--- Stored dataset items ---
※
PR #2360, opened 2021-03-22
Add a new markdown component 

VWSCoronaDashboard14:
With the new way of getting text in the dashboard, all the markdown was broken.  I've created the `Markdown` component that translates it to HTML. Therefore I also removed all the old code that was parsing the markdown in the lokale. 

Right now it returns just a div with the parsed markdown, I wanted that div for styling purposes (not a lot but still). But I could also see that just returning only the parsed markdown is good enough. Or we could make it a more flexible component that accepts styling etc. but please let know.


packages/app/src/pages/landelijk/positief-geteste-mensen.tsx
```diff
@@ -393,27 +392,23 @@ const PositivelyTestedPeople = (props: StaticProps<typeof getStaticProps>) => {
                 }
               />
               <Text>{ggdText.positief_getest_week_uitleg}</Text>
-              <Text>
-                <strong
-                  css={css({ '& > span': { color: 'data.primary' } })}
-                  dangerouslySetInnerHTML={{
-                    __html: replaceKpisInText(
```
VWSCoronaDashboard4, line 400: With these changes, is `replaceKpisInText` still used anywhere? Otherwise this helper can be removed from the code base.

packages/app/src/components-styled/markdown.tsx
```diff
@@ -0,0 +1,28 @@
...
+    .use(externalLinks, {
+      target: '_blank',
+      rel: ['noopener', 'noreferrer'],
+    })
+    .use(remark2react)
+    .processSync(content).result;
+
+  return <MarkdownStyles>{parsedMarkdown as ReactNode}</MarkdownStyles>;
+}
+const MarkdownStyles = styled.div({
```
VWSCoronaDashboard4, line 24: Afaik `remark2react` allows for other control over components / styling; but that would maybe a good one for a future PR.

VWSCoronaDashboard4 (approved):
Nice improvement!

packages/app/src/pages/landelijk/positief-geteste-mensen.tsx
VWSCoronaDashboard14: I'll give it a look 👍

packages/app/src/components-styled/markdown.tsx
VWSCoronaDashboard1: So, this means that the markdown conversion happens on the client. I see unified, amongst others, being imported here. How does this change affect the bundle size?

VWSCoronaDashboard1 (commented):
This implementation is cleaner than what we had before. But, in the previous incarnation, the markdown conversion happened during SSR. Now it happens client-side (if I read the code correctly of course), I already asked in a code comment. But let me state here again, how does this change affect the bundle size?
Has this approach been discussed beforehand? If so, then ignore my comment ;)

VWSCoronaDashboard:
My 2 cents:

Short term:
- The getText helper with a whitelist of keys was difficult to maintain
- Changing a text to support markdown was a "complex" task

Using a component to wrap around text should solve both of these annoyances. That why I think it's acceptable to have a slightly higher bundle size now. I get that UX > DX, but in this case I believe that DX is worth the tradeoff, especially looking at the long term.

Long term:
- Markdown is a hack. We should never have supported from content from Lokalise.
- We need to identify the places where we use markdown. With this PR we get it for free. Do a find in your IDE for `<Markdown />` and you know where those texts are placed in the codebase.
- We need to put all rich formatted text into Sanity as block content.

VWSCoronaDashboard8 (approved):

PR #2362, opened 2021-03-22
Add nursing home moving average schema and charts

VWSCoronaDashboard8:
## Summary

This adds properties for 7-day running average to the nursing home schemas. All other 7-day averages can be added in the same way: Copy the original property, add a `_running_average` suffix, and then make it's type `number`.

It now also includes #2438


VWSCoronaDashboard1 (approved):

packages/app/schema/nl/nursing_home.json
```diff
@@ -23,9 +23,15 @@
         "newly_infected_people": {
           "type": "integer"
         },
+        "newly_infected_people_running_average": {
```
VWSCoronaDashboard4, line 26: in other schema's the suffix `_moving_average` is used; maybe use that here as well?

VWSCoronaDashboard8: Nice catch you're right 👍

VWSCoronaDashboard4 (approved):

PR #2363, opened 2021-03-22
Add markdown with react-markdown

VWSCoronaDashboard14:
After some investigation, it was indeed true that handling markdown on the client increased the bundle size by almost 40kb on certain pages where it was used. After shopping around it seems that react-markdown is 23kb and almost half as small. In the end, we need to remove this altogether, but this is a nice middle ground how it works.

Also since this library doesn't support external links I introduced my own small helper. It is not perfect but it uses the same technique as the one from remark. 

Similar to https://github.com/minvws/nl-covid19-data-dashboard/pull/2360 gonna close that one.


packages/app/src/components-styled/markdown.tsx
```diff
@@ -0,0 +1,26 @@
...
+  const isExternalURL = (url: string) => /^https?:\/\//.test(url);
+
+  return (
+    <ReactMarkdown
+      source={content}
+      renderers={{
+        link: (props) => (
+          <a
+            href={props.href}
+            rel="noreferrer"
```
VWSCoronaDashboard4, line 17:
```suggestion
            rel="noreferrer noopener"
```

packages/app/src/components-styled/markdown.tsx
```diff
@@ -0,0 +1,26 @@
...
+            target={isExternalURL(props.href) ? '_blank' : ''}
+          >
+            {props.children}
+          </a>
```
VWSCoronaDashboard1, line 21: I think this instance can be turned into a `const` outside of the component. Currently this is recreated for each instance of this component while the renderer is completely static.

VWSCoronaDashboard1 (changes requested):

VWSCoronaDashboard4 (approved):

VWSCoronaDashboard1 (approved):

packages/app/src/components-styled/markdown.tsx
```diff
@@ -0,0 +1,29 @@
+import { ReactNode } from 'react';
+import ReactMarkdown from 'react-markdown';
+
+interface MarkdownProps {
+  content: string;
+}
+
+interface LinkProp {
+  children: ReactNode[];
```
VWSCoronaDashboard8, line 9: Why is this an array of nodes? Usually children are defined as ReactNode. I think enforcing an array is probably a mistake

VWSCoronaDashboard8 (changes requested):

VWSCoronaDashboard8 (approved):

VWSCoronaDashboard (approved):

PR #2364, opened 2021-03-22
Fix missing article titles

VWSCoronaDashboard4:
## Summary

Fix missing article titles

Also straightened out a related todo comment in a different file


VWSCoronaDashboard8 (approved):

VWSCoronaDashboard (approved):
This is a good example of why having a fallback language is a good idea with the `coalesce` function. 

```
// Default values when missing or null in document
*[_type == 'movie']{..., 'rating': coalesce(rating, 'unknown')}
```

PR #2365, opened 2021-03-22
Add back the sidebar on safety regions and municipality level

VWSCoronaDashboard14:
No data props were given to the sidebar hence why it wasn't showing.


VWSCoronaDashboard4 (approved):

VWSCoronaDashboard:
Should data be a required prop for MunicipalityLayout? We could prevent this error with TS.

VWSCoronaDashboard8:
@VWSCoronaDashboard4 @VWSCoronaDashboard yes lets make data a required property for all layouts as part of this PR

VWSCoronaDashboard8 (approved):
Looks good, but data should be made required to avoid this in the future

VWSCoronaDashboard10:
I've reverted the change which made the data required. Both the `/veiligheidsregio` and `/gemeente` routes don't need data because they don't render a sidebar.
To prevent future errors I've updated the layout props to the following:
```tsx
type MunicipalityLayoutProps = {
  lastGenerated: string;
  children?: React.ReactNode;
} & (
  | {
      data: Municipal;
      municipalityName: string;
    }
  | {
      isLandingPage: true;
      data?: undefined;
      municipalityName?: undefined;
    }
);
```
Which means the component can receive one of these:
1. `data`-prop in combination with `municipalityName`-prop, OR:
2. the `isLandingPage`-prop with value `true` in combination with an undefined `data`- and `municipalityName`-prop.

As you can see I've included the `municipalityName` because that was also left empty, resulting in no municipality name rendered in the sidebar.

All the above also applies for the safety region layout.

PR #2367, opened 2021-03-22
Add schema safety region risk level indicators

VWSCoronaDashboard14:
Schema for adding 2 new keys on the safety regions risk level page
Positive tested per 100k and hospital admissions per million.


packages/common/src/types/data.ts
```diff
@@ -947,6 +947,8 @@ export interface RegionalElderlyAtHomeValue {
 }
 export interface VrEscalationLevel {
   level: number;
+  positive_tested_per_100k?: number;
+  hospital_admissions_per_million?: number;
```
VWSCoronaDashboard8, line 951: Seems like you forgot to add them to the required list. Or maybe you did this on purpose to not break develop? I think I would only advise to use "optional" on the root of the schema, otherwise it quickly becomes messy to keep track of toggling things on and off.

I would suggest to add these properties to the required list and then don't merge it into develop. So use the "old" workflow for mutations of existing schema's.

VWSCoronaDashboard8 (changes requested):

VWSCoronaDashboard14:
@VWSCoronaDashboard8 I've integrated this in the Metadata component now.

VWSCoronaDashboard8 (approved):

packages/app/schema/vr/escalation_level.json
```diff
@@ -18,6 +20,12 @@
       "minimum": 1,
       "maximum": 4
     },
+    "positive_tested_per_100k": {
+      "type": "integer"
+    },
+    "hospital_admissions_per_million": {
+      "type": "integer"
+    },
```
VWSCoronaDashboard8, line 28: Are you sure these need to be integer?

VWSCoronaDashboard8 (changes requested):
If I look at other schemas per_100k the definitions are type number. So it would be logical to expect decimal here as well.

PR #2372, opened 2021-03-23
Load restriction icons as images

VWSCoronaDashboard:
## Summary

This PR changes icons to be images instead of inline components.
It saves ~100BK from the restrictions table bundle.

## Motivation

Roughly 100KB of inlined components is unacceptable. Images can load much more efficiently if not inlined, browsers don't need to parse the JS to load it.

## Technical details

You can't easily style an SVG that's loaded as an img element. That's why I resorted to applying different SVG filters to change colors of the icons. I used an [online tool to replicate the existing colors](https://codepen.io/sosuke/pen/Pjoqqp) as good as possible.

Filters are well supported by browsers, and can be considered progressive enhancement. If a filter doesn't work, you still see black and white icon.

https://caniuse.com/svg-filters

I think the only downside of this approach is that you need to manually convert hex colors to filters. Whenever the hex colors change in the codebase, we need to change the filters manually. While it adds to maintenance, it's an easy chore and also easy to spot if we forget to update.


packages/app/src/domain/restrictions/lockdown-table.tsx
```diff
@@ -17,22 +16,54 @@ export function LockdownTable(props: LockdownTableProps) {
...
+  // #A11050
+  if (escalationLevel === 3) {
+    filter =
+      'invert(15%) sepia(48%) saturate(4967%) hue-rotate(317deg) brightness(92%) contrast(101%)';
+  }
+  // #68032F
+  if (escalationLevel === 4) {
+    filter =
+      'invert(9%) sepia(48%) saturate(6614%) hue-rotate(322deg) brightness(85%) contrast(103%)';
+  }
```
※
--- Assigned task ---
Line count for "true": determine it from the data and answer with the number by itself.

--- The completed task ---
3